By contrast, Edward’s personal life was the source of potential scandal or even worse that lay beneath the glamorous bachelor image. One affair in particular offered a dire warning of the dangers. As an officer in the Grenadier Guards on the Western Front during the First World War he had conducted a lengthy liaison with Marguerite Alibert, a superior Parisian prostitute, to whom he wrote ardent love letters, which she held onto with the habitual foresight of her profession. She went on to marry an Egyptian prince but, in 1923, she shot him dead in London.

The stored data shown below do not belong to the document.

Issue #37, opened 2018-11-29
Photo_button not working on emulator.


leopra:
On line 142 of CameraActivity there is a problem because the code checks orientationResult but on an emulator it is always setted as NULL as this parameter is setted with the onSensorChange method. In this way it never enters the if condition and the ResultActivity never starts.
For now i have disabled that IF to continue working on the application.
Credits: dottor Li

frankplus:
I merged a fix, can you please verify that it is now working on the emulator?

PR #50, opened 2018-11-30
Avoid null value to orientationResult

frankplus:
This simple change may solve the problem stated in issue #37


app/src/main/java/unipd/se18/ocrcamera/CameraActivity.java
```diff
@@ -26,7 +26,7 @@
 public class CameraActivity extends AppCompatActivity {
 
     private CameraKitView cameraKitView;
-    private static String orientationResult;
+    private static String orientationResult="P";
```
PrandiniUniPD: It seems this change make sense!

PrandiniUniPD:
It seems this change make sense!

thomasporro (approved):
I agree with @PrandiniUniPD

She was acquitted of murder and there is some evidence that she was able to buy the verdict by handing over these letters.4 Had any hint of the relationship between Edward and Marguerite reached the wider public at the time of her trial, the scandal would have been immense, and infinitely worse had any part of the story emerged of how his letters had been retrieve
d. After the war, his behaviour calmed down somewhat, but he was stuck on the sexual merry-go-round of the shiftless upper classes, vividly depicted in the plays of Noël Coward and novels of Evelyn Waugh. Through the 1920s, he maintained a long-term and discreet affair with Mrs Freda Dudley Ward, the wife of an MP. It provided him with a degree of stability but did not deter him from a string of casual seductions, often undertaken with a flagrant lack of discretion. In 1930, Edward had replaced Mrs Ward with the American-born Lady Furness in another illicit but entirely conventional relationship. His father was so upset at this latest sign that his heir had no plans to conform to conventional notions of family life that he tried a long man-to-man conversation with his son in 1932. George V warned him that the revelation of his adulterous affairs would hurt his popularity and tried to convince him of the advantages of marriage. George V overreached himself and took Edward to task for his social circle as well. Afterwards, Edward claimed to accept that his father’s strictures on his private life were fair, but resented deeply his remarks on his personal friends. He continued as before on both the sexual and friendship fronts. Thereafter, his father had lapsed into gloomy predictions of the damage that his son would wreak when he succeeded to the throne.